At the age of eighteen she was put into an arranged marriage and when she heard she fled home to the convent of Santa Maddalena at Matelica. It was there that she became a Benedictine nun and served as its abbess for four decades from 1279. She feared her father's retribution for her fleeing and remained hidden until he found her. But her father was impressed with her that he allowed her to remain and the two reconciled. She took her solemn profession on 10 August 1271. The convent later adopted the rule of the Poor Clares.

She died on 28 December 1319 in Matelica. The house was renamed "Beata Matthias" in her honor in 1758.

She was reinterred near the high altar of her convent chapel and was exhumed in 1536. It was found incorrupt and also was seen sweating.
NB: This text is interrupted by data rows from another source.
PR #108, opened 2024-10-23
Allow Damaging Items to Override Graze Damage

### LINKED ISSUE #102: Add an option to damage rolls to freely customise graze damage
Currently all damage rolls (as part of an attack) must use skill/attributes mod for graze. This works fine for character but adversaries are often non-standard and don't fit into this paradigm.

Add some options to use custom graze damage in the form of a formula, instead of the default calculated. 

-

**Version**  
0.1.1

**Additional context**  
Reported by `@doc_sun` on Discord.

**Checklist:**

zithith:
**Type**  

- [ ] Bug fix
- [x] Feature
- [ ] Refactor

**Description**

The remains were again exhumed in 1756 and still found to be incorrupt.

==Beatification process==
Mattia de Nazarei gained a reputation for holiness and was regarded as a saint. The cause of canonization culminated with her beatification on 27 July 1765 after Pope Clement XIII confirmed her cult.

The cause reopened and the local process closed on 15 October 2008 and was ratified in 2010. She must be declared Venerable with the recognition of her life of heroic virtue before the investigation into the miracle for canonization can occur.

A miracle attributed to her was investigated on a local process and was ratified on 14 November 2014.

There were beliefs that the miracle attributed to her would be approved in 2015 and would allow for her canonization on 1 March 2016.